AI, and the end of ‘I Don’t Know’
I sometimes wonder how much of another human being we can ever really know. We watch what people do, listen to what they say, and fill in the unseen parts for ourselves. Most of the time, we probably don’t even realise we’re doing it.
For instance, we may decide that someone is upset, jealous or hiding something. We presume that we understand why they behaved as they did, although we may have very little evidence beyond the fact that their behaviour affected us.

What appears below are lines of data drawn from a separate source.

PR #1405, opened 2018-05-09
Moves access to active download operations to a dispatch queue.

akitchen:
Reads are done synchronously while writes are performed with a barrier.

The occasionally flaky test was pointing out the lack of thread-safety
here, as `downloadImage(with:)` and URL loading callbacks happen on
different queues.

### DIFF
--- a/MapboxNavigation/ImageDownloader.swift
+++ b/MapboxNavigation/ImageDownloader.swift
@@ -10,20 +10,23 @@ protocol ReentrantImageDownloader {
 
 class ImageDownloader: NSObject, ReentrantImageDownloader, URLSessionDataDelegate {
     private var sessionConfiguration: URLSessionConfiguration = URLSessionConfiguration.default
-    private var operationType: ImageDownload.Type = ImageDownloadOperation.self
 
-    private var queue: OperationQueue
     lazy private var urlSession: URLSession = {
         return URLSession.init(configuration: sessionConfiguration, delegate: self, delegateQueue: nil)
     }()
 
-    private var headers: [String: String] = ["Accept": "image/*;q=0.8"]
+    private var downloadQueue: OperationQueue
+    private var accessQueue: DispatchQueue
 
+    private var operationType: ImageDownload.Type = ImageDownloadOperation.self
     private var operations: [URL: ImageDownload] = [:]
 
+    private var headers: [String: String] = ["Accept": "image/*;q=0.8"]
+
     override init() {
-        self.queue = OperationQueue()
-        self.queue.name = Bundle.mapboxNavigation.bundleIdentifier! + ".ImageDownloader"
+        self.downloadQueue = OperationQueue()
+        self.downloadQueue.name = Bundle.mapboxNavigation.bundleIdentifier! + ".ImageDownloader"
+        self.accessQueue = DispatchQueue.init(label: Bundle.mapboxNavigation.bundleIdentifier! + ".ImageDownloaderInternal")
     }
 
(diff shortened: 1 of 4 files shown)


MapboxNavigation/ImageDownloader.swift
```diff
@@ -10,20 +10,23 @@ protocol ReentrantImageDownloader {
...
     private var operations: [URL: ImageDownload] = [:]
 
+    private var headers: [String: String] = ["Accept": "image/*;q=0.8"]
+
     override init() {
-        self.queue = OperationQueue()
-        self.queue.name = Bundle.mapboxNavigation.bundleIdentifier! + ".ImageDownloader"
+        self.downloadQueue = OperationQueue()
+        self.downloadQueue.name = Bundle.mapboxNavigation.bundleIdentifier! + ".ImageDownloader"
+        self.accessQueue = DispatchQueue.init(label: Bundle.mapboxNavigation.bundleIdentifier! + ".ImageDownloaderInternal")
```
1ec5: Nit: drop `.init`.

MapboxNavigation/ImageDownloader.swift
```diff
@@ -56,10 +61,15 @@ class ImageDownloader: NSObject, ReentrantImageDownloader, URLSessionDataDelegat
     }
 
     func activeOperationWithURL(_ url: URL) -> ImageDownload? {
```
1ec5: While we’re here, would you mind changing the method name to `activeOperations(url:)`? The “with” followed by `_` is weirding me out.

MapboxNavigation/ImageDownloader.swift
```diff
@@ -45,9 +48,11 @@ class ImageDownloader: NSObject, ReentrantImageDownloader, URLSessionDataDelegat
             operation = activeOperation
         } else {
             operation = operationType.init(request: request, in: self.urlSession)
-            self.operations[url] = operation
+            accessQueue.async(flags: .barrier) {
+                self.operations[url] = operation
```
1ec5: Is it necessary to do a weakSelf/strongSelf dance here? (×2)

MapboxNavigation/ImageDownloader.swift
akitchen: Ah yes, autocomplete.

MapboxNavigation/ImageDownloader.swift
akitchen: No, I don't believe so. The implicit retain ensures self (and the access queue) exist long enough for the block to be executed. The block is transient, so when it completes self would be released.

MapboxNavigation/ImageDownloader.swift
akitchen: 👍

MapboxNavigation/ImageDownloader.swift
akitchen: it's also worth noting that this object is owned by the ImageRepository, which is a `static let` singleton.

bsudekum:
@akitchen can we hold this for post v0.17.0?

akitchen:
Up to you. Technically this is a bug fix in already-released code.

akitchen:
It is interesting to note that https://github.com/mapbox/mapbox-navigation-ios/pull/1405/commits/1ee99d0deb0b7966193f521c3da6b9ada241d216 introduces the ability to "pause" image downloading, resulting in the URL loading system waiting for a signal before continuing a URL load beyond the initial response. This is done in order to synchronously test multiple requests for the same resource queueing up while that resource is already being loaded. Previously we were relying on asynchronous work to line up a certain way which didn't always happen, resulting in a flaky test.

My interest in courtroom trials has made me particularly aware of this. A witness can appear calm and convincing whilst another struggles to remember events in a neat order. We may instinctively believe the person who tells the better story - yet confidence isn’t evidence of honesty, just as visible distress isn’t evidence that someone is unreliable. Human beings don’t always look the way we expect truthful people to look.
The same assumptions follow us into the workplace. A colleague who speaks with confidence is often considered more capable than somebody who pauses to think. The person willing to say ‘I know’ may command more attention than the person honest enough to say ‘I’m not sure’. If a dispute develops, the person who explains their version calmly may be believed over someone whose frustration has accumulated across months of smaller incidents.

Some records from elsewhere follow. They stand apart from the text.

PR #1406, opened 2018-05-09
Changes to adopt the named arrival instructions from Directions API

### LINKED ISSUE #1123: Adopt named arrival instructions from Directions API
Spoken instructions for an `arrive` step should include the name of the waypoint. In typical SDK usage, the developer supplies a `Waypoint.name` that’s either the name of a point of interest or an address. The user would find it very useful to hear the address when arriving at the destination. Arriving at a named waypoint is a basic use case, so the SDK should handle it without requiring any developer intervention.

Currently, the arrival instructions come from the Directions API, like any other instruction. In the absence of Directions API support for this feature, the SDK would need to ignore the `arrive` step’s `SpokenInstruction` objects in favor of its own homegrown instruction strings. For localization, we have two options:

* Translate the arrival instructions as part of this SDK’s Transifex project. The strings will be somewhat redundant with OSRM Text Instructions. We won’t be able to take advantage of the grammar support in OSRM Text Instructions, which would be very unfortunate for Russian, because declination is required for the waypoint name.
* Add named waypoint strings to OSRM Text Instructions and depend on [OSRM Text Instructions for Swift](https://github.com/Project-OSRM/osrm-text-instructions.swift/) once again. Russian declination would need to be fixed in Project-OSRM/osrm-text-instructions.swift#49.

/cc @mapbox/navigation-ios @mapbox/guidance

vincethecoder:
Since Directions API will be providing waypoint arrival instructions, we decided to delete the special case for arrival banners.

Closes #1123  

TODO:
- [x] Update the example to show how you can name waypoints.
- [x] Update the dependency MapboxDirections.swift to a version that includes mapbox/MapboxDirections.swift#273

3usjt

vfchy

jipe7

vtofy

/cc @1ec5 @bsudekum


bsudekum:
@vincethecoder I think there maybe a couple more additions needed here

1. Update the example to show how you can name waypoints. Even something as simple as `The user's destination` is fine I think. No need to geocode the dropped pin.
1. Update the dependency MapboxDirections.swift to a version that includes https://github.com/mapbox/MapboxDirections.swift/pull/273

vincethecoder:
⚠️ This PR should be merged post new release of the MapboxDirections.swift. ⚠️ 
/cc @mapbox/navigation-ios

MapboxNavigation/ManeuverView.swift
```diff
@@ -83,7 +83,7 @@ open class ManeuverView: UIView {
             ManeuversStyleKit.drawFork(frame: bounds, resizing: resizing, primaryColor: primaryColor, secondaryColor: secondaryColor)
             flip = [.left, .slightLeft, .sharpLeft].contains(direction)
         case .takeRoundabout, .turnAtRoundabout, .takeRotary:
-            ManeuversStyleKit.drawRoundabout(frame: bounds, resizing: resizing, primaryColor: primaryColor, secondaryColor: secondaryColor, roundabout_angle: CGFloat(visualInstruction.primaryInstruction.degrees))
+            ManeuversStyleKit.drawRoundabout(frame: bounds, resizing: resizing, primaryColor: primaryColor, secondaryColor: secondaryColor, roundabout_angle: CGFloat(visualInstruction.primaryInstruction.finalHeading))
```
bsudekum: I think this change should be reverted, degrees is specific to roundabouts.

Examples/Swift/ViewController.swift
```diff
@@ -154,8 +154,9 @@ class ViewController: UIViewController, MGLMapViewDelegate, CLLocationManagerDel
             multipleStopsAction.isEnabled = false
         }
 
+        let destinationName = "Dropped Pin" // Note you can change this. This will be used in the top banner
         let coordinates = mapView.convert(tap.location(in: mapView), toCoordinateFrom: mapView)
-        let waypoint = Waypoint(coordinate: coordinates)
+        let waypoint = Waypoint(coordinate: coordinates, name: destinationName)
```
bsudekum: Want to use `waypoints.count` here to show this can change for a multi-waypoint route?

MapboxNavigation/ManeuverView.swift
vincethecoder: This is a temporary change, as the current master copy of MapboxDirections.swift is missing `degrees`. Had to use `finalHeading` till we publish the changes which has the `degrees` 
 field. 
https://github.com/mapbox/MapboxDirections.swift/blob/master/MapboxDirections/MBVisualInstruction.swift#L38

bsudekum: Oh wow, indeed it was renamed https://github.com/mapbox/MapboxDirections.swift/commit/03979d6ae59d828ed623217512e9903f8af034cd

Examples/Swift/ViewController.swift
```diff
@@ -154,8 +154,9 @@ class ViewController: UIViewController, MGLMapViewDelegate, CLLocationManagerDel
             multipleStopsAction.isEnabled = false
         }
 
+        let destinationName = "Dropped Pin #\(waypoints.endIndex + 1)" // Note you can change this. This will be used in the top banner
```
bsudekum: > This will be used in the top banner

to 

> This will be used in the top banner when arriving at a destination.

bsudekum:
@vincethecoder MapboxDirections.swift v0.21.0 has been released. Don't forget to update the appropriate podspec files as well.

bsudekum:
Don't forget to also update MapboxCoreNavigation.podspec.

A colleague may appear emotionally detached for reasons we know nothing about. They may communicate differently or cope with pressure in a way that doesn’t fit our expectations. We can do considerable harm when we decide we know what another person feels, particularly when our conclusion is that they feel nothing.

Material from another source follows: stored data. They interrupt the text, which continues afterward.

PR #1410, opened 2018-05-10
RouteController - Retain Cycles & Zombie Refs

### LINKED ISSUE #1408: [Crash] RouteController didn't nil locationManager delegate
Used library version MapboxCoreNavigation (0.13.0).

In RouteController you have the code:
`@objc public var locationManager: NavigationLocationManager! {
        didSet {
            oldValue?.delegate = nil
            locationManager.delegate = self
        }
    }`

NavigationLocationManager is subclassed from CCLocationManager. That means `locationManager.delegate = self`
There we assign delegate self. It has **assign**, not **weak** attribute. In this case when we create RouteController and destroy them we got a crash if user change them location. Because locationmanager didn't nil delegate. And he has a reference to deallocated object.

For fix this behavior just add `locationManager.delegate = nil` in deinit method

JThramer:
My favorite game!

Fixes #1408. Two issues are root cause here:

- A strong reference capture in a `RouteController` completion closure that causes a retain cycle,
- A unsafe_unretained reference persisting in the `NavigationLocationManager` that causes a crash.

/cc @mapbox/navigation-ios

### DIFF
--- a/MapboxCoreNavigation/RouteController.swift
+++ b/MapboxCoreNavigation/RouteController.swift
@@ -378,6 +378,7 @@ open class RouteController: NSObject {
     @objc public func suspendLocationUpdates() {
         locationManager.stopUpdatingLocation()
         locationManager.stopUpdatingHeading()
+        locationManager.delegate = nil
     }
 
     /**
--- a/MapboxCoreNavigation/RouteController.swift
+++ b/MapboxCoreNavigation/RouteController.swift
@@ -286,8 +286,8 @@ open class RouteController: NSObject {
     private func setupTunnelIntersectionManager() {
         tunnelIntersectionManager = TunnelIntersectionManager()
         tunnelIntersectionManager?.delegate = self
-        tunnelIntersectionManagerCompletionHandler = { enabled, _ in
-            self.tunnelIntersectionManager?.isAnimationEnabled = enabled
+        tunnelIntersectionManagerCompletionHandler = { [weak self] enabled, _ in
+            self?.tunnelIntersectionManager?.isAnimationEnabled = enabled
         }
     }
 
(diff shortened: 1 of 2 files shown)


MapboxCoreNavigation/RouteController.swift
```diff
@@ -286,8 +286,8 @@ open class RouteController: NSObject {
     private func setupTunnelIntersectionManager() {
         tunnelIntersectionManager = TunnelIntersectionManager()
         tunnelIntersectionManager?.delegate = self
-        tunnelIntersectionManagerCompletionHandler = { enabled, _ in
-            self.tunnelIntersectionManager?.isAnimationEnabled = enabled
+        tunnelIntersectionManagerCompletionHandler = { [weak self] enabled, _ in
```
vincethecoder: Nice 👍

MapboxCoreNavigation/RouteController.swift
```diff
@@ -378,6 +378,7 @@ open class RouteController: NSObject {
     @objc public func suspendLocationUpdates() {
         locationManager.stopUpdatingLocation()
         locationManager.stopUpdatingHeading()
+        locationManager.delegate = nil
```
vincethecoder: @akitchen I had mentioned this recently, do we want to keep the `locationManager` alive for other intended purposes like _telemetry_ etc.?

bsudekum: After deiniting, I don't think so.

akitchen: No, I was mainly saying that removing this object’s relationship to the location manager doesn’t necessarily power it down or reduce power consumption. Doing this in deinit is a good plan.

akitchen: Doing it here is fine too, if we’re not interested in receiving updates.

Neither should we ignore the evidence of a person’s actions because we cannot know what’s happening inside them. If somebody repeatedly shifts blame, damages colleagues or changes their account depending on the audience, those behaviours matter. We don’t have to decide what kind of person they are before acknowledging what their actions are doing to others.
Perhaps this is where human judgement becomes most valuable. We have to resist inventing motives and remain willing to examine patterns. That requires more effort than attaching a label. It also requires the possibility that our first interpretation may be wrong.
The Dunning–Kruger effect is often explained in simple terms: the less we know about something, the harder it can be to recognise how poor our understanding is. Someone with limited knowledge doesn’t necessarily have enough knowledge to see the gaps. As we learn more, the subject often becomes less certain rather than more straightforward. We begin to notice the exceptions and the parts we hadn’t thought to ask about.
I wonder what happens to that process when AI can fill every gap almost immediately.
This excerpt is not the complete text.